While most transit systems use tapered wheels on traditional wheelsets, several networks use wheels with cylindrical profiles. Standard wheelsets generate longitudinal steering forces to assist in steering because of the radius differential that develops on the wheel treads as the wheelset moves laterally.
The lack of taper and consequent lack of steering also prevents the cylindrical wheelset from tracking well in straight track. Figure 3 shows that lateral movement occurs with a long and irregular wave, initiated by track irregularities, instead of the normal cyclic action of tapered wheelsets.
The flanges of cylindrical wheels provide the main mode of steering and guidance on curves. Wheel flange contact is similar for both tapered and cylindrical wheels. However, the cylindrical wheels tend to produce strong two-point contact resulting in higher lateral forces. Slightly widening the track gauge, which is a practice commonly applied in operation, can increase the rolling radius difference for tapered wheels on curves to assist wheelset steering, but has no effect on cylindrical tread wheels.

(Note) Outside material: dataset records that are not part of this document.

Issue #2297, opened 2020-09-24
feat: support to fetch `consumer_name` or `consumer_id` via `ctx.var`


Firstsawyou:
### Issue description
Hide the problem of obtaining `consumer_id` in the "limit-req" plugin without changing the original plugin code. #2275 

### Environment

* apisix version (cmd: `apisix version`):1.5
* OS:

Firstsawyou:
assigned to me.

PR #2333, opened 2020-09-27
feat: support to fetch `consumer_name` or `consumer_id` via `ctx.var`

Firstsawyou:

 fix: #2297 
### Pre-submission checklist:

### DIFF
--- a/apisix/core/ctx.lua
+++ b/apisix/core/ctx.lua
@@ -28,6 +28,7 @@ local ngx_var      = ngx.var
 local re_gsub      = ngx.re.gsub
 local type         = type
 local error        = error
+local ngx          = ngx
 
 
 ffi.cdef[[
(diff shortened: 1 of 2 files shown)


liuhengloveyou (commented):
good

apisix/core/ctx.lua
```diff
@@ -96,6 +96,9 @@ do
             elseif key == "service_id" then
                 val = ngx.ctx.api_ctx and ngx.ctx.api_ctx.service_id
 
+            elseif key == "consumer_name" then
+                val = ngx.ctx.api_ctx and ngx.ctx.api_ctx.consumer_id
```
moonming, line 100: It always confuses me, `name` or `id`? we should choose a good name

moonming (changes requested):

apisix/core/ctx.lua
Firstsawyou: `consumer_id` and `consumer_name` are the same string type value. After processing the "consumer_id" in the core code "ctx.lua" file here, all users will see the "consumer_name".

moonming (approved):

apisix/core/ctx.lua
```diff
@@ -96,6 +96,9 @@ do
             elseif key == "service_id" then
                 val = ngx.ctx.api_ctx and ngx.ctx.api_ctx.service_id
 
+            elseif key == "consumer_name" then
```
membphis, line 99: The same value can also be obtained when using `consumer_id`.

Firstsawyou: ok, I will add it later.

membphis (approved):

PR #2345, opened 2020-09-29
feat: Add lables for route/consumer/service/ssl objects

imjoey:
Signed-off-by: imjoey <majunjiev@gmail.com>

Following with #2279 , this PR is going to add `labels` property support for `Route`/`Consumer`/`Service`/`SSL` objects, as well as fix some typos introduced by #2279 .

### Pre-submission checklist:

### DIFF
--- a/apisix/schema_def.lua
+++ b/apisix/schema_def.lua
@@ -452,6 +452,15 @@ _M.route = {
         plugins = plugins_schema,
         upstream = upstream_schema,
 
+        labels = {
+            description = "key/value pairs to specify attributes",
+            type = "object",
+            patternProperties = {
+                [".*"] = label_value_def
+            },
+            maxProperties = 16
+        },
+
         service_id = id_schema,
         upstream_id = id_schema,
         service_protocol = {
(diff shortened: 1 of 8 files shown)


imjoey:
ping @membphis @nic-chen @gxthrj for reviewing, much appreciated.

Field observations show that cylindrical wheels tend to experience more flange wear. Newly machined cylindrical wheels tend to wander and contact tangent rail in the gauge face and also wear quickly to a slightly hollow (worn) tread. They then stabilise in this shape for a reasonably long period. Replacing cylindrical wheel profiles with tapered wheels can offer improved steering and reduced wheel and rail wear.
A new wheel or rail profile introduces new wheel and rail wear patterns. Consequently, the system requires a transition period to bring the wheel/rail system to a new level of equilibrium. Wheels and rails generally wear into conformal (matching) profile shapes.
If a new wheel or rail profile is introduced and the new profile has a significantly different shape compared with the existing one, the existing conformity will be lost.
For example, if a new wheel profile is introduced with a higher flange angle, the contact with the existing worn rail with a lower gauge face angle might be like that shown in Figure 4, resulting in strong two-point contact, high contact stress, and high wear rates. The contact near the flange tip can also increase the risk of flange climb. Therefore, to reach a new equilibrium of wheel/rail contact, and reduce flange climb risk, a programme that includes both wheel truing and rail grinding should be implemented for a smooth transition. If necessary, an interim wheel profile may be introduced to smooth the process of transition.
Implementing new profiles can incur high initial costs for the purchase of new wheel profile cutters, performing rail grinding, and monitoring system performance. Therefore cost-benefit analysis of the proposed recommendations may be appropriate as part of any recommendations for new profiles.